Für die Zukunft stellt er sich eine starke, in sich geschlossene Kirche vor. Stärke misst er nicht an der Zahl von Kirchengemeinden. "Wir haben eine sehr weiche Theologie," stellt der Pastor fest, "die Kirche spricht nicht mit einer Stimme. Ich wünsche mir jedoch, dass die Kirche eindeutig zur eigenen Konfession steht, und das ist die Konkordienformel. Es ist sehr bedauerlich, dass nicht einmal alle Pastoren die Konfessionsschriften der eigenen Kirche kennen."
Dem Christentum räumt er Vielfalt ein, doch beim Thema Ökumene betont Pastor Lotov, dass nur drei Konfessionen, die lutherische, reformierte und anglikanische, Kirchen der Reformation seien.

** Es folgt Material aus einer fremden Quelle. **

PR #9170, opened 2020-05-24
Remove loader support for nodeup tasks not used in models

johngmyers:
/kind cleanup


upup/pkg/fi/nodeup/nodetasks/service.go
```diff
@@ -87,22 +86,6 @@ func (s *Service) String() string {
 	return fmt.Sprintf("Service: %s", s.Name)
 }
 
-func NewService(name string, contents string, meta string) (fi.Task, error) {
```
olemarkus, line 90: Could you leave this one in?
I am using this one in #9137

johngmyers: Where? I don't see that PR adding a file to the model directory. If you're creating a `nodetasks.Service` you should just use a literal, not call `NewService` with a string.

justinsb:
I'm surprised this one isn't used; I'm going to dig into why it isn't / where it came from.

On removing the serialization, I do think it's a good idea to clean up the custom deserialization.  I do have a longer term idea that we should put less logic into nodeup, and pass it more of these tasks (as I think the logic in nodeup is much more opaque, harder to understand, harder to change).  But I don't think that is incompatible with removing the "legacy" deserialization.  (And we should just rely on yaml/json deserialization if we start passing raw tasks, IMO)

justinsb:
Yup, you're right ... unused legacy code.  Thanks @johngmyers!

/approve
/lgtm

johngmyers:
I find tasks in Go code to be easier to understand and change than those in YAML. My IDE can cross-reference the Go code.

PR #9174, opened 2020-05-25
Remove unused VFSScan

johngmyers:


olemarkus:
So I also went down this path. The code removed here is the only place using `WriterTo` interface that `VFSPath` has to implement.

Er ist nicht der Auffassung, dass weitere Konfessionen (Baptisten oder Methodisten z.B.) als reformatorisch einzustufen seien. Deshalb lehnt er ein gemeinsames Abendmahl mit den "Freikirchen" ab. Auch deren Weg führe zu Christus, versichert er, "aber unsere Vereinigung wird erst im Himmel stattfinden. Mir fallt die Aufgabe zu, der Konfession treu zu bleiben, in der ich getauft und konfirmiert wurde. Ich wurde als Lutheraner getauft und möchte als Lutheraner sterben."
Dmitrij Lotov hat vor drei Jahren das Theologiestudium am Seminar in Novosaratovka absolviert. Doch begonnen hatte er bereits 1992 am damaligen Seminarstandort Riga. In der St. Peter-und-Paul-Kirche ist er seit sechs Jahren tätig. Als Pastor ist er u.a. für den russischsprachigen Gottesdienst, Konfirmandenunterricht und Jugendkreis verantwortlich. Pastor Lotov ist verheiratet und hat zwei Kinder im Alter von elf und neun Jahren.
Dr. William Yoder
Berlin, den 7. Mai 2003
Artikel in
Absprache mit der ELKER verfasst und zur Veröffentlichung freigegeben, 605 Wörter
Anmerkung von August 2021: Im Jahre 2010 mußte sich Dmitri Lotow (verschiedene Schreibweisen) von der St. Peter-und-Paul-Gemeinde verabschieden. Daraufhin gründete er in Moskau eine zweite Gemeinde gleichen Namens. Siehe hierzu unsere Meldung vom 11. April 2012. Heute gehört seine Gemeinde – sie ist weiterhin ohne eigenen Kirchenbau – zur „Evangelisch-Lutherischen Kirche Ingermanlands in Rußland“ (ELKIR).